### YOUR INSTRUCTIONS
Please reproduce the records, omitting nothing and changing nothing.

### Dataset entries
◆ ◆ ◆ ◆

PR #1474, opened 2017-01-11
build release tarball: open source it

jeffkaufman:
* change it from being given a branch to working on the current checkout
* change it to work with create_distro_tarball, which was already opensourced
* make it build openssl 1.0.2 if needed

### DIFF
--- a/devel/build_release_tarball.sh
+++ b/devel/build_release_tarball.sh
@@ -1,0 +1,93 @@
+#!/bin/bash
+#
+# Note: you might need to type your password a few times, once early, and once
+# at the end.
+#
+# This should be run on a release branch to make sure we can make a tarball and
+# at least build it on our workstations.  It will also copy the tarball into
+# ~/release (where the binaries usually go).
+#
+# Note that if this fails you may need to tweak the file list inside
+# devel/create_distro_tarball.sh
+
+set -e  # exit script if any command returns an error
+set -u  # exit the script if any variable is uninitialized
+
+function usage {
+  echo "Usage: devel/build_release_tarball.sh <beta|stable>"
+  exit 1
+}
+
+if [ $# -ne 1 ]; then
+  usage
+fi
+
+if [ ! -d net/instaweb ]; then
+  echo "This script must be run from the root of the mps checkout."
+  exit 1
+fi
+
+source net/instaweb/public/VERSION
+RELEASE="$MAJOR.$MINOR.$BUILD.$PATCH"
+CHANNEL="$1"
+
+deps="libpng12-dev libicu-dev libssl-dev libjpeg-dev realpath build-essential
+      pkg-config gperf unzip libapr1-dev libaprutil1-dev apache2-dev"
+if dpkg-query -Wf '${Status}\n' $deps 2>&1 | \
+     grep -v "install ok installed"; then
+  # Only run apt-get install if one of the deps is not already installed.
+  # See: http://stackoverflow.com/questions/1298066
+  sudo apt-get install $deps
+fi
+
+RELEASE_DIR="$HOME/release/$RELEASE"
+mkdir -p "$RELEASE_DIR"
+REVISION="$(build/lastchange.sh "$PWD" | sed 's/LASTCHANGE=//')"
+TARBALL="$RELEASE_DIR/mod-pagespeed-$CHANNEL-$RELEASE-r$REVISION.tar.bz2"
+devel/create_distro_tarball.sh "$TARBALL"
+
+echo "Tarball should now be at $TARBALL"
+
+# Try to build it
+BUILD_DIR="$(mktemp -d)"
+echo "Doing a test build inside $BUILD_DIR"
+cd "$BUILD_DIR"
+
+if openssl version | grep "^OpenSSL 1[.]0[.][01]\|^OpenSSL 0[.]"; then
+  echo "Your openssl version is too old to build the tarball; we need 1.0.2+"
+  echo "Building 1.0.2 from source..."
+  OPENSSL_VERSION="1.0.2j"
+  wget "https://www.openssl.org/source/openssl-${OPENSSL_VERSION}.tar.gz"
+  tar -xzvf "openssl-${OPENSSL_VERSION}.tar.gz"
+  cd openssl-"${OPENSSL_VERSION}"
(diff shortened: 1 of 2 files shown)


jeffkaufman:
Once this is in I'll backport it to branch 34

devel/build_release_tarball.sh
```diff
@@ -0,0 +1,94 @@
...
+deps="libpng12-dev libicu-dev libssl-dev libjpeg-dev realpath build-essential
+      pkg-config gperf unzip libapr1-dev libaprutil1-dev apache2-dev"
+if dpkg-query -Wf '${Status}\n' $deps 2>&1 | \
+     grep -v "install ok installed"; then
+  # Only run apt-get install if one of the deps is not already installed.
+  # See: http://stackoverflow.com/questions/1298066
+  sudo apt-get install $deps
+fi
+
+# Checkout everything, then tarball the parts that we want.
```
morlovich: Does it actually check anything out here?

devel/build_release_tarball.sh
```diff
@@ -0,0 +1,94 @@
...
+devel/create_distro_tarball.sh "$TARBALL"
+
+echo "Tarball should now be at $TARBALL"
+
+# Try to build it
+BUILD_DIR="$(mktemp -d)"
+echo "Doing a test build inside $BUILD_DIR"
+cd "$BUILD_DIR"
+
+if openssl version | grep "^OpenSSL 1[.]0[.][01]"; then
```
morlovich: What with this do with OpenSSL 0.9.x, etc, or 1.1.0?

devel/build_release_tarball.sh
```diff
@@ -0,0 +1,94 @@
...
+cd modpagespeed*
+./generate.sh -Dsystem_include_path_apr=/usr/include/apr-1.0/ \
+              -Dsystem_include_path_httpd=/usr/include/apache2
+cd src
+make -j6
+out/Debug/mod_pagespeed_test
+# These tests fail because they are golded against a specific version of
+# compression libraries.
+# TODO(sligocki): Could we change the tests to be less fragile or test in a
+# different way in this case?
```
morlovich, line 85: I did do some of that in Debian package patches, though not sure exactly for these ones.

devel/create_distro_tarball.sh
```diff
@@ -65,163 +66,130 @@ src/build/gyp_chromium -D use_system_libs=1 \$*
...
-    cd $CHECKOUT_DIR
-    git clone https://github.com/pagespeed/mod_pagespeed.git src
-    cd src
-    git checkout "$GIT_TAG"
-    git submodule update --init --recursive
-  fi
-else
-  SRC_DIR=$2
-fi
+git submodule update --init --recursive
```
morlovich, line 88: Hmm, why keep this?
It does make sense to get rid of checkout stuff here at all, what with git now being the dev environment...

devel/create_distro_tarball.sh
```diff
@@ -65,163 +66,130 @@ src/build/gyp_chromium -D use_system_libs=1 \$*
...
+    $DIR/third_party/serf \
+    $DIR/third_party/zlib/zlib.gyp \
+    $DIR/tools/gyp \
+    $DIR/url
 
-if [ x != x$CHECKOUT_DIR ]; then
-  echo "You may want to rm -rf $CHECKOUT_DIR to clean up"
-fi
+cd "$MPS_CHECKOUT"
+rm -r "$TEMP_DIR"
```
morlovich, line 195: Did you compare contents of tarballs?

devel/create_distro_tarball.sh
jeffkaufman: We need this because otherwise if someone runs this in a clean client it will fail to find all the deps.

(I've tested this by getting a raw Ubuntu 14 LTS VM and running "git clone mps" and then running this script, which now succeeds.  In addition to verifying that it succeeds on our workstations.)

devel/build_release_tarball.sh
jeffkaufman: Ack

devel/build_release_tarball.sh
jeffkaufman: Fixed to also object to 0.x.

1.1.0 is fine for us, and this grep won't object to it.

devel/build_release_tarball.sh
jeffkaufman: sorry, that comment isn't needed anymore; fixed

devel/create_distro_tarball.sh
jeffkaufman: Yes, it looks reasonable.  The main change is that `.mk` and `.pyc` files aren't included anymore, which I think was one of your changes?

jeffkaufman:
@morlovich ready for another round of review

morlovich:
I don't think you actually pushed it?

jeffkaufman:
@morlovich 
> I don't think you actually pushed it?

Sorry, I did push it, but I forced pushed it because I wanted to squash down to one commit to cherry-pick onto 34 for testing.

morlovich:
I think you could have squashed it afterwards, at the merge step? Anyway, Looking..

devel/build_release_tarball.sh
```diff
@@ -0,0 +1,93 @@
...
+#
+# Note: you might need to type your password a few times, once early, and once
+# at the end.
+#
+# This should be run on a release branch to make sure we can make a tarball and
+# at least build it on our workstations.  It will also copy the tarball into
+# ~/release (where the binaries usually go).
+#
+# Note that if this fails you may need to tweak the file list inside
+# devel/create_distro_tarball.sh
```
morlovich, line 14: It may be worth documenting what distro this assumes.

morlovich (approved):

devel/build_release_tarball.sh
jeffkaufman: You mean that this only runs on Ubuntu 14 right now, like the rest of our dev environment?

morlovich: Yeah, mostly due to the package install step.

jeffkaufman: done: 2f0d78af7

jeffkaufman:
Backported to branch 34 as 64885264800924420eef235b366b2ab8f8e046cd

◆ ◆ ◆ ◆

### COMPLETED EXERCISE
PR #1474, opened 2017-01-11
build release tarball: open source it

jeffkaufman:
* change it from being given a branch to working on the current checkout
* change it to work with create_distro_tarball, which was already opensourced
* make it build openssl 1.0.2 if needed

### DIFF
--- a/devel/build_release_tarball.sh
+++ b/devel/build_release_tarball.sh
@@ -1,0 +1,93 @@
+#!/bin/bash
+#
+# Note: you might need to type your password a few times, once early, and once
+# at the end.
+#
+# This should be run on a release branch to make sure we can make a tarball and
+# at least build it on our workstations.  It will also copy the tarball into
+# ~/release (where the binaries usually go).
+#
+# Note that if this fails you may need to tweak the file list inside
+# devel/create_distro_tarball.sh
+
+set -e  # exit script if any command returns an error
+set -u  # exit the script if any variable is uninitialized
+
+function usage {
+  echo "Usage: devel/build_release_tarball.sh <beta|stable>"
+  exit 1
+}
+
+if [ $# -ne 1 ]; then
+  usage
+fi
+
+if [ ! -d net/instaweb ]; then
+  echo "This script must be run from the root of the mps checkout."
+  exit 1
+fi
+
+source net/instaweb/public/VERSION
+RELEASE="$MAJOR.$MINOR.$BUILD.$PATCH"
+CHANNEL="$1"
+
+deps="libpng12-dev libicu-dev libssl-dev libjpeg-dev realpath build-essential
+      pkg-config gperf unzip libapr1-dev libaprutil1-dev apache2-dev"
+if dpkg-query -Wf '${Status}\n' $deps 2>&1 | \
+     grep -v "install ok installed"; then
+  # Only run apt-get install if one of the deps is not already installed.
+  # See: http://stackoverflow.com/questions/1298066
+  sudo apt-get install $deps
+fi
+
+RELEASE_DIR="$HOME/release/$RELEASE"
+mkdir -p "$RELEASE_DIR"
+REVISION="$(build/lastchange.sh "$PWD" | sed 's/LASTCHANGE=//')"
+TARBALL="$RELEASE_DIR/mod-pagespeed-$CHANNEL-$RELEASE-r$REVISION.tar.bz2"
+devel/create_distro_tarball.sh "$TARBALL"
+
+echo "Tarball should now be at $TARBALL"
+
+# Try to build it
+BUILD_DIR="$(mktemp -d)"
+echo "Doing a test build inside $BUILD_DIR"
+cd "$BUILD_DIR"
+
+if openssl version | grep "^OpenSSL 1[.]0[.][01]\|^OpenSSL 0[.]"; then
+  echo "Your openssl version is too old to build the tarball; we need 1.0.2+"
+  echo "Building 1.0.2 from source..."
+  OPENSSL_VERSION="1.0.2j"
+  wget "https://www.openssl.org/source/openssl-${OPENSSL_VERSION}.tar.gz"
+  tar -xzvf "openssl-${OPENSSL_VERSION}.tar.gz"
+  cd openssl-"${OPENSSL_VERSION}"
(diff shortened: 1 of 2 files shown)


jeffkaufman:
Once this is in I'll backport it to branch 34

devel/build_release_tarball.sh
```diff
@@ -0,0 +1,94 @@
...
+deps="libpng12-dev libicu-dev libssl-dev libjpeg-dev realpath build-essential
+      pkg-config gperf unzip libapr1-dev libaprutil1-dev apache2-dev"
+if dpkg-query -Wf '${Status}\n' $deps 2>&1 | \
+     grep -v "install ok installed"; then
+  # Only run apt-get install if one of the deps is not already installed.
+  # See: http://stackoverflow.com/questions/1298066
+  sudo apt-get install $deps
+fi
+
+# Checkout everything, then tarball the parts that we want.
```
morlovich: Does it actually check anything out here?

devel/build_release_tarball.sh
```diff
@@ -0,0 +1,94 @@
...
+devel/create_distro_tarball.sh "$TARBALL"
+
+echo "Tarball should now be at $TARBALL"
+
+# Try to build it
+BUILD_DIR="$(mktemp -d)"
+echo "Doing a test build inside $BUILD_DIR"
+cd "$BUILD_DIR"
+
+if openssl version | grep "^OpenSSL 1[.]0[.][01]"; then
```
morlovich: What with this do with OpenSSL 0.9.x, etc, or 1.1.0?

devel/build_release_tarball.sh
```diff
@@ -0,0 +1,94 @@
...
+cd modpagespeed*
+./generate.sh -Dsystem_include_path_apr=/usr/include/apr-1.0/ \
+              -Dsystem_include_path_httpd=/usr/include/apache2
+cd src
+make -j6
+out/Debug/mod_pagespeed_test
+# These tests fail because they are golded against a specific version of
+# compression libraries.
+# TODO(sligocki): Could we change the tests to be less fragile or test in a
+# different way in this case?
```
morlovich, line 85: I did do some of that in Debian package patches, though not sure exactly for these ones.

devel/create_distro_tarball.sh
```diff
@@ -65,163 +66,130 @@ src/build/gyp_chromium -D use_system_libs=1 \$*
...
-    cd $CHECKOUT_DIR
-    git clone https://github.com/pagespeed/mod_pagespeed.git src
-    cd src
-    git checkout "$GIT_TAG"
-    git submodule update --init --recursive
-  fi
-else
-  SRC_DIR=$2
-fi
+git submodule update --init --recursive
```
morlovich, line 88: Hmm, why keep this?
It does make sense to get rid of checkout stuff here at all, what with git now being the dev environment...

devel/create_distro_tarball.sh
```diff
@@ -65,163 +66,130 @@ src/build/gyp_chromium -D use_system_libs=1 \$*
...
+    $DIR/third_party/serf \
+    $DIR/third_party/zlib/zlib.gyp \
+    $DIR/tools/gyp \
+    $DIR/url
 
-if [ x != x$CHECKOUT_DIR ]; then
-  echo "You may want to rm -rf $CHECKOUT_DIR to clean up"
-fi
+cd "$MPS_CHECKOUT"
+rm -r "$TEMP_DIR"
```
morlovich, line 195: Did you compare contents of tarballs?

devel/create_distro_tarball.sh
jeffkaufman: We need this because otherwise if someone runs this in a clean client it will fail to find all the deps.

(I've tested this by getting a raw Ubuntu 14 LTS VM and running "git clone mps" and then running this script, which now succeeds.  In addition to verifying that it succeeds on our workstations.)

devel/build_release_tarball.sh
jeffkaufman: Ack

devel/build_release_tarball.sh
jeffkaufman: Fixed to also object to 0.x.

1.1.0 is fine for us, and this grep won't object to it.

devel/build_release_tarball.sh
jeffkaufman: sorry, that comment isn't needed anymore; fixed

devel/create_distro_tarball.sh
jeffkaufman: Yes, it looks reasonable.  The main change is that `.mk` and `.pyc` files aren't included anymore, which I think was one of your changes?

jeffkaufman:
@morlovich ready for another round of review

morlovich:
I don't think you actually pushed it?

jeffkaufman:
@morlovich 
> I don't think you actually pushed it?

Sorry, I did push it, but I forced pushed it because I wanted to squash down to one commit to cherry-pick onto 34 for testing.

morlovich:
I think you could have squashed it afterwards, at the merge step? Anyway, Looking..

devel/build_release_tarball.sh
```diff
@@ -0,0 +1,93 @@
...
+#
+# Note: you might need to type your password a few times, once early, and once
+# at the end.
+#
+# This should be run on a release branch to make sure we can make a tarball and
+# at least build it on our workstations.  It will also copy the tarball into
+# ~/release (where the binaries usually go).
+#
+# Note that if this fails you may need to tweak the file list inside
+# devel/create_distro_tarball.sh
```
morlovich, line 14: It may be worth documenting what distro this assumes.

morlovich (approved):

devel/build_release_tarball.sh
jeffkaufman: You mean that this only runs on Ubuntu 14 right now, like the rest of our dev environment?

morlovich: Yeah, mostly due to the package install step.

jeffkaufman: done: 2f0d78af7

jeffkaufman:
Backported to branch 34 as 64885264800924420eef235b366b2ab8f8e046cd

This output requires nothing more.